*** Opening of Information provided ***

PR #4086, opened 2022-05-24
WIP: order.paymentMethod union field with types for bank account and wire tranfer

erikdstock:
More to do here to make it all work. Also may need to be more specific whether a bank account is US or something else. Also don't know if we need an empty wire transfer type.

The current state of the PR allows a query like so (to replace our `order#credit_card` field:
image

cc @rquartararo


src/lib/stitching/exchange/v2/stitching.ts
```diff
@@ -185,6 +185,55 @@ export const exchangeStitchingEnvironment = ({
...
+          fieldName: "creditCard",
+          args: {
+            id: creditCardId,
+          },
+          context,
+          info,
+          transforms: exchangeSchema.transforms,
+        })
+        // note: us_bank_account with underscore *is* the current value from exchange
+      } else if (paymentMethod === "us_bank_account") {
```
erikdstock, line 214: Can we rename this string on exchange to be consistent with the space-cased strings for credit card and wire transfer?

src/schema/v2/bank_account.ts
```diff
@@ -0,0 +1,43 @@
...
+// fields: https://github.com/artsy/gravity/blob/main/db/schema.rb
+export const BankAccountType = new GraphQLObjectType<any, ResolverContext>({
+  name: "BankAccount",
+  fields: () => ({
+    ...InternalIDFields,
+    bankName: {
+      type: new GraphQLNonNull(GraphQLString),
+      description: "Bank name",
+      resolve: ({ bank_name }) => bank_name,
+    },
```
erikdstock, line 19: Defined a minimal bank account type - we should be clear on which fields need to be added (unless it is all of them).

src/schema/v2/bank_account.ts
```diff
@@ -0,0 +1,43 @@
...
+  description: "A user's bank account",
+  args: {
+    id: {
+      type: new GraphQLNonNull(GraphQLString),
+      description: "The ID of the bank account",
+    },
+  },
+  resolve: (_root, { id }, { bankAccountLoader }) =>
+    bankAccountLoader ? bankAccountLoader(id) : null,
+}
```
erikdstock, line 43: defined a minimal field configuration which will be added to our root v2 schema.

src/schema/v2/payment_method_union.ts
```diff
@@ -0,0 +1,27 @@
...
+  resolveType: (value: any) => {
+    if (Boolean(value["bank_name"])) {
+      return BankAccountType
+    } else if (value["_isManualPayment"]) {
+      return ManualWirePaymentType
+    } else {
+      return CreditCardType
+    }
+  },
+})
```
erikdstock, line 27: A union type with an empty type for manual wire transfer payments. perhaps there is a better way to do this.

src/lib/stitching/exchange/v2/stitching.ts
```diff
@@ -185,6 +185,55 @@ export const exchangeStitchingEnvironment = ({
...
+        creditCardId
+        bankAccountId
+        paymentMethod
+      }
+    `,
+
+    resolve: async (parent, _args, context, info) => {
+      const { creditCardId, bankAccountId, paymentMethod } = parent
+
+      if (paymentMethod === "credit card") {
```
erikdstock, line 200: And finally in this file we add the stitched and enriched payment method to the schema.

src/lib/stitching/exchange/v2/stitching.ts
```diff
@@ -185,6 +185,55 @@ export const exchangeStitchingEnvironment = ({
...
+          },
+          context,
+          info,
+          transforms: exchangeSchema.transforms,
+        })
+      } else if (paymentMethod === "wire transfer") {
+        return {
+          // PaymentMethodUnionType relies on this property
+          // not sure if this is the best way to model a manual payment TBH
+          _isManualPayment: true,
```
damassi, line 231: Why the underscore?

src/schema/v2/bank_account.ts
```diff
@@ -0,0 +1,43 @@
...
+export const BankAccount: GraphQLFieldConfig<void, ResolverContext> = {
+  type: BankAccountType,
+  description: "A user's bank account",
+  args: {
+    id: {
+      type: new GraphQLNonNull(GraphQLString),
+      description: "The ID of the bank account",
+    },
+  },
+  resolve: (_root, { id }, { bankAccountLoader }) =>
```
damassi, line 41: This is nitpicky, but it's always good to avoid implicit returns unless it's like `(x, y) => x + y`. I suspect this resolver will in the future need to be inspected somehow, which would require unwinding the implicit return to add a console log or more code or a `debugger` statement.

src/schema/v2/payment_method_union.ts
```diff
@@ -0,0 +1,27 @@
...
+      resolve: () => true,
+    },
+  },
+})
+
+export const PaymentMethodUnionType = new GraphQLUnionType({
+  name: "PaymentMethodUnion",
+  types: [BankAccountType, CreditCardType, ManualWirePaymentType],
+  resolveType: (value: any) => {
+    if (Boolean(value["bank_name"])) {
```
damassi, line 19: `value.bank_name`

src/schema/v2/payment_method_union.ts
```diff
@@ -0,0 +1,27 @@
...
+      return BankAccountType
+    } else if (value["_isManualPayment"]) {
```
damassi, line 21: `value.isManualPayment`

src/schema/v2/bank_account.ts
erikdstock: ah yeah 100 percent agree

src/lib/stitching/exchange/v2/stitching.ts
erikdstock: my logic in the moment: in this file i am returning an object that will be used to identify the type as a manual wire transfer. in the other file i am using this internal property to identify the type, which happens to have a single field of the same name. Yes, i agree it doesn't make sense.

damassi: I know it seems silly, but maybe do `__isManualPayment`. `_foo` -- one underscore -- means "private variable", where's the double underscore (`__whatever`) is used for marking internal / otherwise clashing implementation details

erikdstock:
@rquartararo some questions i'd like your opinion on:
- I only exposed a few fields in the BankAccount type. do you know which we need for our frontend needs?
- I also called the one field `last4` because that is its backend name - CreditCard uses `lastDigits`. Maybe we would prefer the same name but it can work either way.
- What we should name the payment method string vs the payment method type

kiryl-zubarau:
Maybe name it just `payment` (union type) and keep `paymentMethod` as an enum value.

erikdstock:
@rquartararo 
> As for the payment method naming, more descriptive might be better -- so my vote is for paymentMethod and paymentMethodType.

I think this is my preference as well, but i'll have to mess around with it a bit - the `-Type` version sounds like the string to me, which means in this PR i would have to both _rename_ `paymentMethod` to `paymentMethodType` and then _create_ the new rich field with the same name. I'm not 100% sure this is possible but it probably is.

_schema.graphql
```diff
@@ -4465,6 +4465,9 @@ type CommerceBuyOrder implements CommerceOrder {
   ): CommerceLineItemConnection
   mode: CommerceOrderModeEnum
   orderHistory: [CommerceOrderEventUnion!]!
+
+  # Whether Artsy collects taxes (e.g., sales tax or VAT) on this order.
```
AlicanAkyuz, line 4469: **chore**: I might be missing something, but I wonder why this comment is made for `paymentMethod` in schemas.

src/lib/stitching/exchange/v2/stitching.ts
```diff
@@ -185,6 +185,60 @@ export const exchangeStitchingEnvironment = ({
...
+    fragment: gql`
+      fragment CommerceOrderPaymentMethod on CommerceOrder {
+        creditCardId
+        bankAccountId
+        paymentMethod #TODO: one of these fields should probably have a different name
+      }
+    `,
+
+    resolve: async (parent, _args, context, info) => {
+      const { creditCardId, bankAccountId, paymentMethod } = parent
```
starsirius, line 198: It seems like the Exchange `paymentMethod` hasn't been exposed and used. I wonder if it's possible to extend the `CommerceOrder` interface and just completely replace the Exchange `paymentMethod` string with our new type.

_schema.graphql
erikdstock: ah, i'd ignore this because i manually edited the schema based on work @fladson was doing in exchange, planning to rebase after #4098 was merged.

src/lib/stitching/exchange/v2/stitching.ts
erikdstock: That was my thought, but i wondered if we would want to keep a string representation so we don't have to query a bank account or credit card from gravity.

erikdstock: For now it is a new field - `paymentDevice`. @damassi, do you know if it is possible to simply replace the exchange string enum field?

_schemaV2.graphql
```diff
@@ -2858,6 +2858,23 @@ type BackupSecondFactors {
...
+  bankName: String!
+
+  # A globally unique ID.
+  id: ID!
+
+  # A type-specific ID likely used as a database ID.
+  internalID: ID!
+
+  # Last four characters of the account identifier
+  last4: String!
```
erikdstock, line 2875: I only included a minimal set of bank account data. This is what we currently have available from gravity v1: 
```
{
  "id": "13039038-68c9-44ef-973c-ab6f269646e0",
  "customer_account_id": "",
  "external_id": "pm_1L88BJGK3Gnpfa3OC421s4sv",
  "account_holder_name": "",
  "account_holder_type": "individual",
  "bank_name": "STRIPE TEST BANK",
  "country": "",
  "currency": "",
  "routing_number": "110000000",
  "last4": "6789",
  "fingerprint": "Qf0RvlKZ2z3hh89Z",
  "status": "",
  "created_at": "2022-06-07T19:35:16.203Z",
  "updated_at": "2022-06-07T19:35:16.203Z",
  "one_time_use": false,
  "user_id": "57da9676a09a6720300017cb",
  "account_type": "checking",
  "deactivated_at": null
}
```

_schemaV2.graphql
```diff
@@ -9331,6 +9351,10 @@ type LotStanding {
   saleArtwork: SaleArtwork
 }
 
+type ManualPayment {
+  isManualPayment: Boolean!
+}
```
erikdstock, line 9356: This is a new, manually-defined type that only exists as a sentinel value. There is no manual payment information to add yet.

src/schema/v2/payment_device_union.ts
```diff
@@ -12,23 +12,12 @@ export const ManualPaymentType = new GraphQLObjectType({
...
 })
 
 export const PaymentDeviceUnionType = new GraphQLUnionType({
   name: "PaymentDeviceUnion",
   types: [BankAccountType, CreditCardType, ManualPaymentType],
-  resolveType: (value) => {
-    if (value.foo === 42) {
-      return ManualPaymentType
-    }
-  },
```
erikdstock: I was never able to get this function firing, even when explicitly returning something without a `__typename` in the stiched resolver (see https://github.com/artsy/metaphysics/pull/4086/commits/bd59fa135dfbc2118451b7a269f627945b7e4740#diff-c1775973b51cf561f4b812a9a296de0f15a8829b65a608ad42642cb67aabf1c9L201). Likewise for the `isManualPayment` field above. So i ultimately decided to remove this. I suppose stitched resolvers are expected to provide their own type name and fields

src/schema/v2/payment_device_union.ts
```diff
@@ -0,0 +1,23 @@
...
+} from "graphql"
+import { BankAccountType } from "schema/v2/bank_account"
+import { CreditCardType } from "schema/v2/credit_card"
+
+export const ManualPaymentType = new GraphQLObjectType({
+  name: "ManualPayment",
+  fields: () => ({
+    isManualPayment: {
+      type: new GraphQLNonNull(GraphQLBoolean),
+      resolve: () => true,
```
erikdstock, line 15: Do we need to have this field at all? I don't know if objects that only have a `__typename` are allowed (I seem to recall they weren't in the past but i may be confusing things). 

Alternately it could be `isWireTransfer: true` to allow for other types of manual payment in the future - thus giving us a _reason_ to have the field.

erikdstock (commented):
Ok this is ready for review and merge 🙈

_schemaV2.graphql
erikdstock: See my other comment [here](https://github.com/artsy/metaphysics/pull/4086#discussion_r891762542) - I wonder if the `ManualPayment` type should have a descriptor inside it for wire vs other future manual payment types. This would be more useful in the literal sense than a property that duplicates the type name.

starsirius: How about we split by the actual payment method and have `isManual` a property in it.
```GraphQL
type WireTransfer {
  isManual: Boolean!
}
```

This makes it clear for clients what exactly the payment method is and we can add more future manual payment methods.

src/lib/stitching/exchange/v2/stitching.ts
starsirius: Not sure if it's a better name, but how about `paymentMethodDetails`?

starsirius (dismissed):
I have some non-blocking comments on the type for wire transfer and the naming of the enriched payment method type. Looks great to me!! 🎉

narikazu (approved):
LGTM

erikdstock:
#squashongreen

*** Close of Information provided ***

### What the task asks
Print exactly the line containing "This makes it" and every line after it through the end of the records above, and nothing else.

### Written answer
This makes it clear for clients what exactly the payment method is and we can add more future manual payment methods.

src/lib/stitching/exchange/v2/stitching.ts
starsirius: Not sure if it's a better name, but how about `paymentMethodDetails`?

starsirius (dismissed):
I have some non-blocking comments on the type for wire transfer and the naming of the enriched payment method type. Looks great to me!! 🎉

narikazu (approved):
LGTM

erikdstock:
#squashongreen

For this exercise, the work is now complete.